● Exercise requirements
Given the listing below, reproduce all of it exactly.

● Given entries

PR #105, opened 2017-06-30
Added optional hostname assignment

slaykovsky:


mkosi
```diff
@@ -557,6 +557,26 @@ def mount_image(args, workspace, loopdev, root_dev, home_dev, srv_dev, root_read
...
+    with open(hostname_path, "w+") as f:
+        f.write("{}\n".format(args.hostname))
+
+    if os.path.isfile(hosts_path):
+        with open(hosts_path, "a") as f:
+            f.write("127.0.0.1\t{}\n".format(args.hostname))
+    else:
+        with open(hosts_path, "w+") as f:
+            f.write("127.0.0.1\tlocalhost\n")
+            f.write("127.0.0.1\t{}\n".format(args.hostname))
```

● Expected answer
PR #105, opened 2017-06-30
Added optional hostname assignment

slaykovsky:


mkosi
```diff
@@ -557,6 +557,26 @@ def mount_image(args, workspace, loopdev, root_dev, home_dev, srv_dev, root_read
...
+    with open(hostname_path, "w+") as f:
+        f.write("{}\n".format(args.hostname))
+
+    if os.path.isfile(hosts_path):
+        with open(hosts_path, "a") as f:
+            f.write("127.0.0.1\t{}\n".format(args.hostname))
+    else:
+        with open(hosts_path, "w+") as f:
+            f.write("127.0.0.1\tlocalhost\n")
+            f.write("127.0.0.1\t{}\n".format(args.hostname))
```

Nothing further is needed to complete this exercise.